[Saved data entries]
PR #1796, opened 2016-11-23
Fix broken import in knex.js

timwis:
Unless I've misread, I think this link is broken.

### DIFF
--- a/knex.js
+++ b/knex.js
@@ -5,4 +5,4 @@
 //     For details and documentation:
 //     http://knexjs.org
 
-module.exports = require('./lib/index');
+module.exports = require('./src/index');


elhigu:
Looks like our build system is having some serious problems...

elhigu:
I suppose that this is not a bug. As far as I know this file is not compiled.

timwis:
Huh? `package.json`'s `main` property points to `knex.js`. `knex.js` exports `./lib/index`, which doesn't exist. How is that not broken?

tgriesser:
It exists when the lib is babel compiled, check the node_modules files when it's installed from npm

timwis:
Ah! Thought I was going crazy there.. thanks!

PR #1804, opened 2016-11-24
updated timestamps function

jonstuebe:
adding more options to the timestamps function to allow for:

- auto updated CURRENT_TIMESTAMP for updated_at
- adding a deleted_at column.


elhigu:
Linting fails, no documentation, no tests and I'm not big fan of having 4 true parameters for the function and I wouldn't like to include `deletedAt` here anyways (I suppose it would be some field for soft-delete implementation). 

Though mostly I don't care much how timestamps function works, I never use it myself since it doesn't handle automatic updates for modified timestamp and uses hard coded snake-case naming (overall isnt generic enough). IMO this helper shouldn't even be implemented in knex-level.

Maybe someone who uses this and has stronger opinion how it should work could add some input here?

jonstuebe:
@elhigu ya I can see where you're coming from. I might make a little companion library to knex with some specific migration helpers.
...
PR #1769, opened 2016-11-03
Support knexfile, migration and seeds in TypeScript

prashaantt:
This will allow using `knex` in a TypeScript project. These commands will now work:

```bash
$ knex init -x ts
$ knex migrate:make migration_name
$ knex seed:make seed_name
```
--
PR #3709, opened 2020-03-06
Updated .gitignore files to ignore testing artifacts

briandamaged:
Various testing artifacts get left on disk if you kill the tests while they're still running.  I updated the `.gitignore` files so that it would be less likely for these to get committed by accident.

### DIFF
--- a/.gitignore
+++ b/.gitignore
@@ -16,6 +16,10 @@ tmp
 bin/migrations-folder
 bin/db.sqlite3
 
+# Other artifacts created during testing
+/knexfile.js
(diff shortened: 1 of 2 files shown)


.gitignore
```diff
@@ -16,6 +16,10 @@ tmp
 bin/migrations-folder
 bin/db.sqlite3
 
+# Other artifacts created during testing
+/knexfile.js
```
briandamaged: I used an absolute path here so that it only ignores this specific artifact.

YOUR GOAL >>
Among the entries above, the lines between the ones containing "Looks like our" and "PR #1804, opened 2016-11-24", inclusive, are to be transcribed exactly. No other line is to be given.

OUTPUT >>
Looks like our build system is having some serious problems...

elhigu:
I suppose that this is not a bug. As far as I know this file is not compiled.

timwis:
Huh? `package.json`'s `main` property points to `knex.js`. `knex.js` exports `./lib/index`, which doesn't exist. How is that not broken?

tgriesser:
It exists when the lib is babel compiled, check the node_modules files when it's installed from npm

timwis:
Ah! Thought I was going crazy there.. thanks!

PR #1804, opened 2016-11-24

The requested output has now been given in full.